Le modèle théorique de Hardy-Weinberg prévoit que, dans une population théorique d’eucaryotes à reproduction sexuée les allèles se transmettent de manière stable d’une génération à l’autre, sans variation de leurs fréquences.

Ce modèle se traduit par la formule :   P²+2pq+q²=1   avec p et q les fréquences des deux allèles
(voir démonstration de l’équilibre de Hardy Weinberg)

 

Ce modèle repose sur certaines hypothèses de travail :
   – Population de grande taille
   – Pas d’apparition d’allèles par mutation ou introduction d’individu : la population est dite « fermée »
   – Pas d’allèle favorisé dans la reproduction : pas de sélection naturelle, ni de choix de partenaires. La population est dite « panmictique »
   – Pas de modification de la taille des populations

Si ces conditions sont respectées, les fréquences alléliques restent stables de génération en génération et les populations n’évoluent donc pas : la population est alors à l’équilibre selon le modèle d’Hardy Weinberg. 

 

II-  Des forces évolutives modifient la transmission des allèles

TP7 Consignes + Ateliers + Correction

Au sein des populations réelles, les hypothèses théoriques nécessaires à l’application du modèle de Hardy-Weinberg ne sont quasiment jamais respectées. Les populations ne respectent donc généralement pas l’équilibre de Hardy Weinberg, ce qui se traduit par une évolution des fréquences alléliques au cours des générations et donc par une évolution des populations.
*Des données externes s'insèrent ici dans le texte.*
PR #647, opened 2017-04-07
Documentation for filter_path

jzbahrai:
There was no documentation for filter_path in the dsl. PR to fix that. (I don't know if you merge up versions) but it could go back all the way to 2.2.

### DIFF
--- a/docs/search_dsl.rst
+++ b/docs/search_dsl.rst
@@ -9,7 +9,7 @@ The ``Search`` object represents the entire search request:
   * queries
 
   * filters
-
+  
   * aggregations
 
   * sort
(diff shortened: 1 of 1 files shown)


HonzaKral:
I am reluctant to merge this because this essentially renders the entire library very fragile - you wouldn't be able to rely on the response at all and other features might not work either - even the `to_dict` may not help

jzbahrai:
I don't think this is about using the library in a specific manner. It's more about using ES with the options it offers? At least that's what I am using filter_path for and it took me a while to figure out how to use it with the dsl as there wasn't docs.

HonzaKral:
Problem is that the example in the docs would actually result in the library being unusable and throwing weird errors while obscuring others - for example if you had unavailable shards you would never know.

Most time there is also a better solution like setting size to 0 or use source filtering to only return some fields.

In general we cannot advertise `filter_path`. It is fine if people familiar with elasticsearch use it, like you have, but they should be aware of all the shortcomings of that approach which would mean having intimate knowledge of the internals of `elasticsearch-dsl`. That defeats the ultimate goal of the library.

Thank you for the patch but unfortunately I cannot accept it.

jzbahrai:
thanks! I appreciate you taking the time to explain that.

Différentes forces évolutives font varier les fréquences alléliques par rapport aux attendus du modèle de HW :

  • Les mutations créent des nouveaux allèles de manière aléatoire, ce qui modifie les fréquences des allèles préexistants et donc la structure génétique de la population. Pour rappel, une mutation est la modification de l’ordre des nucléotides de l’ADN, et peut entrainer une modification du message génétique.

 

  • La dérive génétique (= effet du hasard sur l’évolution des fréquences alléliques d’allèles neutres) diminue la diversité génétique des populations car elle aboutit parfois à la disparition d’un allèle et à la fixation d’un autre.
    La dérive génétique fait évoluer aléatoirement les fréquences des allèles n’apportant ni avantage ni inconvénient. Elle dépend du hasard des accouplements, du hasard du brassage génétique, du hasard des survies de descendants …
    L’effet de la dérive génétique est plus marqué dans les populations de petite taille. En effet, plus une population est petite, plus les évènements aléatoires modifiant les fréquences auront un impact sur la structure génétique globale de la population.
    Logiciel de modélisation de la dérive génétique : Développé par Philippe Cosentino

 

  • La sélection naturelle favorise les allèles qui, dans un milieu de vie donné, apportent un avantage reproductif (meilleure survie, meilleure reproduction, descendance + nombreuse ou + résistante …). Elle entraine alors une augmentation de la fréquence des allèles avantageux par rapport aux allèles délétères. (Ex : allèle qui permet aux escargots d’avoir une couleur qui les camoufle des oiseaux prédateurs)
    La sélection naturelle dépend des pressions de sélection du milieu : un allèle peut apporter un avantage dans un certain milieu et un inconvénient dans un autre. L’effet de la sélection naturelle sur les populations varie donc lorsque le milieu change. (ex : Allèle de la drépanocytose, qui apporte un inconvénient (la drépanocytose) et est donc non sélectionné, mais qui apporte un  avantage contre le paludisme et est donc sélectionné dans les régions où le paludisme est endémique.)
  • La sélection sexuelle favorise les allèles qui apportent un meilleur succès reproducteur car l’individu porteur est plus choisi par les partenaires sexuels (Ex : couleur des guppys males). La fréquence de ces allèles augmentera alors.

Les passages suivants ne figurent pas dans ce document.